We first expressed a Mu-class GST from white shrimp Litopenaeus vannamei in Escherichia coli, and then characterized the purified recombinant enzyme with respect to the effects of pH, temperature on its catalytic (1-chloro-2, 4-dinitrobenzene-glutathione conjugation) activity. We also analyzed its expression profile in L. vannamei tissues, and assessed changes in Mu-GST expression, GST activity profiles and mortality rates following exposure of white shrimp to low and high pH (5.6 and 9.3, respectively).
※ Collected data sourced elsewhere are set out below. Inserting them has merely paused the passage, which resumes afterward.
PR #2487, opened 2024-07-10
fix(iroh-net): Stable select of direct address guess

### LINKED ISSUE #2480: iroh-net: When guessing at a direct address we do not always send to the same one
When we have a relay connection and some direct addresses, but have not yet figured out any information about those direct addresses - like whether they work- we try to pick a random direct address from the list and send to relay + this guess at the same time.

The idea is that maybe we picked a usable address and it just works and we figure this out and start using this path for real.

However we do not stably select the direct address path, so each time we send a packet a new direct address path is being selected.  That's rather useless.

This is the bug: https://github.com/n0-computer/iroh/blob/4640f4d0049e582cc89d81e976b59961043efb3f/iroh-net/src/magicsock/node_map/node_state.rs#L295

flub:
## Description

When there are direct addresses but no best address a random one is
chosen just in case it happens to work (this could be because it was
added manually and is the only one).  However it is important to
select the same destination each time an address is needed in this
situation, so that all packets are sent to the same address instead of
only a fraction of the packets being delivered there.

The previous implementation did not result in a stable selection.
This version does work stably.  It stores the selection as NodeState
so that it is cheaper to find it again, compared to invoking an RNG,
since this is on the hot path of poll_send.  However the selection
still needs to be random since otherwise it could be used to direct
phoney traffic.

The state is never cleared, only updated when the number of direct
addresses change.  This is sufficient to ensure a reasonable
unpredictable address is selected.

## Breaking Changes

none

## Notes & open questions

Fixes #2480.

I don't particularly like the extra state/fields on NodeState for
this.  It feels like the abstraction should be moved to another
level as there are already plenty of things on NodeState that do
not need to interact with each other.  But that refactor would
likely involve BestAddr so I shied away from this.  Maybe that's
a bit lazy.

## Change checklist

- [x] Self-review.
- [x] Tests if relevant.

### DIFF
--- a/iroh-net/src/magicsock/node_map/node_state.rs
+++ b/iroh-net/src/magicsock/node_map/node_state.rs
@@ -2004,7 +2004,7 @@ mod tests {
                     break;
                 }
                 // Didn't select a different one, that's possible since we still use a
-                // random one out of the possiblities.  Let's try again.
+                // random one out of the possibilities.  Let's try again.
             }
         }
     }
--- a/iroh-net/src/magicsock/node_map/node_state.rs
+++ b/iroh-net/src/magicsock/node_map/node_state.rs
@@ -6,7 +6,7 @@ use std::{
 };
 
 use iroh_metrics::inc;
-use rand::seq::IteratorRandom;
+use rand::Rng;
 use serde::{Deserialize, Serialize};
 use tokio::sync::mpsc;
 use tracing::{debug, info, instrument, trace, warn};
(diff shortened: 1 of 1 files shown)


iroh-net/src/magicsock/node_map/node_state.rs
```diff
@@ -311,6 +315,41 @@ impl NodeState {
...
+    /// When we pick a random address however, we want this to remain stable and always pick
+    /// the same one as long the candidate addresses did not change.
+    fn stable_random_candidate_addr(&mut self, have_ipv6: bool) -> Option<SocketAddr> {
+        let candidate_iter = || {
+            self.direct_addr_state.keys().filter(|ipp| match ipp.ip() {
+                IpAddr::V4(_) => true,
+                IpAddr::V6(_) => have_ipv6,
+            })
+        };
+        let candidate_len = dbg!(candidate_iter().count());
```
flub, line 333: All these `dbg!` calls still need to be removed :)

matheus23:
>  It feels like the abstraction should be moved to another level as there are already plenty of things on NodeState that do not need to interact with each other.

Yeah - came here to write about a different way to refactor this :sweat_smile: 

I think we should probably
- store the result of `addr_for_send` as a whole
- see what data dependencies `addr_for_send` has that make it change result value
- look at all the places these dependent values are changed, and make sure that we recompute the send addr at that point in time.

Given that it's probably all internal code, we should be able to find the places where data dependent values for this function are modified exhaustively.

---

I'm not super familiar with the code - so I'm not super confident that I'm correct, so I'd like to know what you think :v:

Realtime-PCR analysis showed that Mu-GST transcripts were expressed in all examined L. vannamei tissues, but were most abundant in the hepatopancreas. At low pH Mu-GST transcript levels in the hepatopancreas were highest after 12 h, and then declined to their original levels after 24 h. After 12 h they were also upregulated in haemocytes, but downregulated in the gills, and unchanged in the stomach following exposure to pH stress. Western blot analyses confirmed that the Mu-GST protein was strongly expressed in the hepatopancreas after 12 h at low pH and remain unchanged in the stomach after exposure to pH stress. pH-Related changes in GST activities in the shrimp hepatopancreas were similar to those displayed by the Mu-GST mRNA and protein profiles. In addition, the mortality of L. vannamei was higher at high pH than at low pH. These results suggest that L. vannamei Mu-GST expression is stimulated by acidic pH and that it may play important roles in detoxification of xenobiotics and antioxidant defenses.